[INSTRUCTIONS FOR THE TASK]:
Repeat exactly each line of the data provided below.

[MATERIAL FOR THE TASK]:
PR #23066, opened 2024-01-05
freeradius3: add totp unixodbc eap-sim cache cache-rbtree

predators46:
Maintainer:

Compile tested: armsr
Run tested: armv8

Description:

add totp unixodbc eap-sim cache cache-rbtree

freeradius3-mod-totp
Implement the TOTP algorithm as given in RFC 6238.

freeradius3-mod-sql-unixodbc
SQL driver for the unixodbc ODBC connector library.

freeradius3-mod-eap-sim
Implements [RFC 4186](https://tools.ietf.org/html/rfc4186) EAP-SIM authentication. EAP-SIM provides authentication and session keying material for 802.11i (WPA/2 Enterprise) using SIM triplets.

freeradius3-mod-cache
Stores attributes and/or lists and adds them back to a subsequent request, or to the current request on a later execution of the module.

freeradius3-mod-cache-rbtree
Stores cache entries in an internal rbtree. It is a submodule of rlm_cache and cannot be used on its own.

### DIFF
--- a/net/freeradius3/Makefile
+++ b/net/freeradius3/Makefile
@@ -9,7 +9,7 @@ include $(TOPDIR)/rules.mk
 
 PKG_NAME:=freeradius3
 PKG_VERSION:=3_0_26
-PKG_RELEASE:=4
+PKG_RELEASE:=5
 
 PKG_SOURCE:=release_$(PKG_VERSION).tar.gz
 PKG_SOURCE_URL:=https://codeload.github.com/FreeRADIUS/freeradius-server/tar.gz/release_$(PKG_VERSION)?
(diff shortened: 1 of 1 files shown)


BKPepe:
1. If possible, I would really appreciate if we can specify those modules in the subject, if it fits, of course.

2. Commit description:
drop add modules, thats duplicate from the subject.

net/freeradius3/Makefile
```diff
@@ -672,11 +712,8 @@ CONFIGURE_ARGS+= \
 	--with-radacctdir=/var/db/radacct \
 	--with-logdir=/var/log \
 	--without-pcre \
-	--without-rlm_cache \
 	--without-rlm_cache_memcached \
-	--without-rlm_couchbase \
```
BKPepe, line 677: This is used by which module?

predators46:
@BKPepe 
can you see the changes I made

net/freeradius3/Makefile
predators46: openwrt doesn't have a couchbase package so I added it back ```--without-rlm_couchbase```

BKPepe:
Why do I get every day notifications about your force push? It's pretty annoying, because what you are doing is just rebasing your branch on the top of the master branch without introducing new changes.  That's why it is sitting here for some time and I think it will be. :-)

predators46:
Good. you don't get any more notifications 😃

PR #23068, opened 2024-01-06
kmod: add host build

jetm:
Maintainer: @jdub 
Compile tested: (armsr, armv8, OpenWrt ce4ee14a46)
Run tested: (armsr, armv8, OpenWrt ce4ee14a46, tests done in Qemu and RockPi4)

Description:

Target armsr requires the depmod host binary to generate module dependency data for several Linux kernel modules that are installed in the initrd image.

It installs two files: kmod and depmod, the latter as a symlink to kmod. There is no need to build a host package.

It's a dependency for https://github.com/openwrt/openwrt/pull/13684

### DIFF
--- a/utils/kmod/Makefile
+++ b/utils/kmod/Makefile
@@ -47,6 +47,25 @@ define Host/Clean
 	rm -f $(STAGING_DIR_HOST)/bin/modinfo
 endef
 
+HOST_CONFIGURE_VARS += ./configure --with-zlib
+
+define Host/Compile
+	$(MAKE) -C $(HOST_BUILD_DIR) tools/kmod
+endef
+
+define Host/Install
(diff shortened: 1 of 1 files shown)


ynezz:
> Target armsr requires the depmod host binary to generate module dependency data for several Linux kernel modules that are installed in the initrd image.

Changes you're proposing requires depmod on the host.

> It's a dependency for https://github.com/openwrt/openwrt/pull/13684

Specifically for "Don't use OpenWrt kmod-* packages infrastructure." part, which you've been told, that its a wrong approach and likely breaks several use cases.

BTW this is a wrong place as well, if anything is needed on the host for the build, then it needs to be imported into the [OpenWrt tree](https://github.com/openwrt/openwrt/pulls), like for example commit [c39b0646f3f2](https://github.com/openwrt/openwrt/commit/c39b0646f3f2) ("pcre2: import pcre2 from packages feed"). Its not going to build/work, so I'm closing this.

PR #23071, opened 2024-01-06
python-yaml: test cython3

predators46:
https://github.com/yaml/pyyaml/issues/736

https://github.com/yaml/pyyaml/issues/724

Maintainer: 
Compile tested: 
Run tested: 

Description:


BKPepe:
If you are going to look at referenced issue, I would say that you are some kind of spammer. :) Each force push of your commit, references it. Thats why I do those references only in pull requests. 

There is also no need to open another PR, you could use the closed one. If you want to have it compile tested, there is possibility you can do that in your forked repository and you dont need to open pull requests here.

lang/python/python-yaml/Makefile
```diff
@@ -38,7 +38,11 @@ define Package/python3-yaml/description
   PyYAML is a YAML parser and emitter for the Python programming language.
 endef
 
-PYTHON3_PKG_BUILD_VARS:=PYYAML_FORCE_LIBYAML=1
+PYTHON3_PKG_BUILD_VARS:= \
+	PYYAML_FORCE_LIBYAML=1
```
BKPepe, line 42: This could be left as it is, right? No need to touch it.

predators46:
I don't want to argue I just want to wait to see if this works to build the yaml.

lang/python/python-yaml/Makefile
predators46: according to your wishes, I have returned it according to your wishes. actually I don't want to fix this but I have a sense of responsibility because the cython update caused this problem. Thank you also for observing the closed pull request. maybe this is my last pull request thanks

BKPepe: Since I got notification and see that you opened 2 PRs for the same thing, then you could expect the response.

predators46: if this works I will change the message of the changes I made

1715173329:
I think it's done by #23481.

[COMPLETED EXERCISE]:
PR #23066, opened 2024-01-05
freeradius3: add totp unixodbc eap-sim cache cache-rbtree

predators46:
Maintainer:

Compile tested: armsr
Run tested: armv8

Description:

add totp unixodbc eap-sim cache cache-rbtree

freeradius3-mod-totp
Implement the TOTP algorithm as given in RFC 6238.

freeradius3-mod-sql-unixodbc
SQL driver for the unixodbc ODBC connector library.

freeradius3-mod-eap-sim
Implements [RFC 4186](https://tools.ietf.org/html/rfc4186) EAP-SIM authentication. EAP-SIM provides authentication and session keying material for 802.11i (WPA/2 Enterprise) using SIM triplets.

freeradius3-mod-cache
Stores attributes and/or lists and adds them back to a subsequent request, or to the current request on a later execution of the module.

freeradius3-mod-cache-rbtree
Stores cache entries in an internal rbtree. It is a submodule of rlm_cache and cannot be used on its own.

### DIFF
--- a/net/freeradius3/Makefile
+++ b/net/freeradius3/Makefile
@@ -9,7 +9,7 @@ include $(TOPDIR)/rules.mk
 
 PKG_NAME:=freeradius3
 PKG_VERSION:=3_0_26
-PKG_RELEASE:=4
+PKG_RELEASE:=5
 
 PKG_SOURCE:=release_$(PKG_VERSION).tar.gz
 PKG_SOURCE_URL:=https://codeload.github.com/FreeRADIUS/freeradius-server/tar.gz/release_$(PKG_VERSION)?
(diff shortened: 1 of 1 files shown)


BKPepe:
1. If possible, I would really appreciate if we can specify those modules in the subject, if it fits, of course.

2. Commit description:
drop add modules, thats duplicate from the subject.

net/freeradius3/Makefile
```diff
@@ -672,11 +712,8 @@ CONFIGURE_ARGS+= \
 	--with-radacctdir=/var/db/radacct \
 	--with-logdir=/var/log \
 	--without-pcre \
-	--without-rlm_cache \
 	--without-rlm_cache_memcached \
-	--without-rlm_couchbase \
```
BKPepe, line 677: This is used by which module?

predators46:
@BKPepe 
can you see the changes I made

net/freeradius3/Makefile
predators46: openwrt doesn't have a couchbase package so I added it back ```--without-rlm_couchbase```

BKPepe:
Why do I get every day notifications about your force push? It's pretty annoying, because what you are doing is just rebasing your branch on the top of the master branch without introducing new changes.  That's why it is sitting here for some time and I think it will be. :-)

predators46:
Good. you don't get any more notifications 😃

PR #23068, opened 2024-01-06
kmod: add host build

jetm:
Maintainer: @jdub 
Compile tested: (armsr, armv8, OpenWrt ce4ee14a46)
Run tested: (armsr, armv8, OpenWrt ce4ee14a46, tests done in Qemu and RockPi4)

Description:

Target armsr requires the depmod host binary to generate module dependency data for several Linux kernel modules that are installed in the initrd image.

It installs two files: kmod and depmod, the latter as a symlink to kmod. There is no need to build a host package.

It's a dependency for https://github.com/openwrt/openwrt/pull/13684

### DIFF
--- a/utils/kmod/Makefile
+++ b/utils/kmod/Makefile
@@ -47,6 +47,25 @@ define Host/Clean
 	rm -f $(STAGING_DIR_HOST)/bin/modinfo
 endef
 
+HOST_CONFIGURE_VARS += ./configure --with-zlib
+
+define Host/Compile
+	$(MAKE) -C $(HOST_BUILD_DIR) tools/kmod
+endef
+
+define Host/Install
(diff shortened: 1 of 1 files shown)


ynezz:
> Target armsr requires the depmod host binary to generate module dependency data for several Linux kernel modules that are installed in the initrd image.

Changes you're proposing requires depmod on the host.

> It's a dependency for https://github.com/openwrt/openwrt/pull/13684

Specifically for "Don't use OpenWrt kmod-* packages infrastructure." part, which you've been told, that its a wrong approach and likely breaks several use cases.

BTW this is a wrong place as well, if anything is needed on the host for the build, then it needs to be imported into the [OpenWrt tree](https://github.com/openwrt/openwrt/pulls), like for example commit [c39b0646f3f2](https://github.com/openwrt/openwrt/commit/c39b0646f3f2) ("pcre2: import pcre2 from packages feed"). Its not going to build/work, so I'm closing this.

PR #23071, opened 2024-01-06
python-yaml: test cython3

predators46:
https://github.com/yaml/pyyaml/issues/736

https://github.com/yaml/pyyaml/issues/724

Maintainer: 
Compile tested: 
Run tested: 

Description:


BKPepe:
If you are going to look at referenced issue, I would say that you are some kind of spammer. :) Each force push of your commit, references it. Thats why I do those references only in pull requests. 

There is also no need to open another PR, you could use the closed one. If you want to have it compile tested, there is possibility you can do that in your forked repository and you dont need to open pull requests here.

lang/python/python-yaml/Makefile
```diff
@@ -38,7 +38,11 @@ define Package/python3-yaml/description
   PyYAML is a YAML parser and emitter for the Python programming language.
 endef
 
-PYTHON3_PKG_BUILD_VARS:=PYYAML_FORCE_LIBYAML=1
+PYTHON3_PKG_BUILD_VARS:= \
+	PYYAML_FORCE_LIBYAML=1
```
BKPepe, line 42: This could be left as it is, right? No need to touch it.

predators46:
I don't want to argue I just want to wait to see if this works to build the yaml.

lang/python/python-yaml/Makefile
predators46: according to your wishes, I have returned it according to your wishes. actually I don't want to fix this but I have a sense of responsibility because the cython update caused this problem. Thank you also for observing the closed pull request. maybe this is my last pull request thanks

BKPepe: Since I got notification and see that you opened 2 PRs for the same thing, then you could expect the response.

predators46: if this works I will change the message of the changes I made

1715173329:
I think it's done by #23481.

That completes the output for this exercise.